#### Task goal:
Would you retype all of these records exactly?

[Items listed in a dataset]
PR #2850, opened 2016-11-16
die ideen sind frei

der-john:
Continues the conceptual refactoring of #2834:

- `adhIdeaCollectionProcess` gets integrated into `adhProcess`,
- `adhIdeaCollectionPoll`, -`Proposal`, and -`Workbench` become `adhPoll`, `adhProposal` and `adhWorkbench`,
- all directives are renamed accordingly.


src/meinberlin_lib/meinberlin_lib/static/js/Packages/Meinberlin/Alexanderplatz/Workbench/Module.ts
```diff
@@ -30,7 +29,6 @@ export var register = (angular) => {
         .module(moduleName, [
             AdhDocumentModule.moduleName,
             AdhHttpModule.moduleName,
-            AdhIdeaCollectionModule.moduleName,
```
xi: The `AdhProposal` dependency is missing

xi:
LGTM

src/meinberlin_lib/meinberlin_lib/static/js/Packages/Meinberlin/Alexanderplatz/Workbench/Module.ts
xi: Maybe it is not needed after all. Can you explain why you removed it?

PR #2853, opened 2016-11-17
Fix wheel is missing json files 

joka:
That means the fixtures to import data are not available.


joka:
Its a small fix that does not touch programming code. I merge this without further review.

#### Solution to this problem:
PR #2850, opened 2016-11-16
die ideen sind frei

der-john:
Continues the conceptual refactoring of #2834:

- `adhIdeaCollectionProcess` gets integrated into `adhProcess`,
- `adhIdeaCollectionPoll`, -`Proposal`, and -`Workbench` become `adhPoll`, `adhProposal` and `adhWorkbench`,
- all directives are renamed accordingly.


src/meinberlin_lib/meinberlin_lib/static/js/Packages/Meinberlin/Alexanderplatz/Workbench/Module.ts
```diff
@@ -30,7 +29,6 @@ export var register = (angular) => {
         .module(moduleName, [
             AdhDocumentModule.moduleName,
             AdhHttpModule.moduleName,
-            AdhIdeaCollectionModule.moduleName,
```
xi: The `AdhProposal` dependency is missing

xi:
LGTM

src/meinberlin_lib/meinberlin_lib/static/js/Packages/Meinberlin/Alexanderplatz/Workbench/Module.ts
xi: Maybe it is not needed after all. Can you explain why you removed it?

PR #2853, opened 2016-11-17
Fix wheel is missing json files 

joka:
That means the fixtures to import data are not available.


joka:
Its a small fix that does not touch programming code. I merge this without further review.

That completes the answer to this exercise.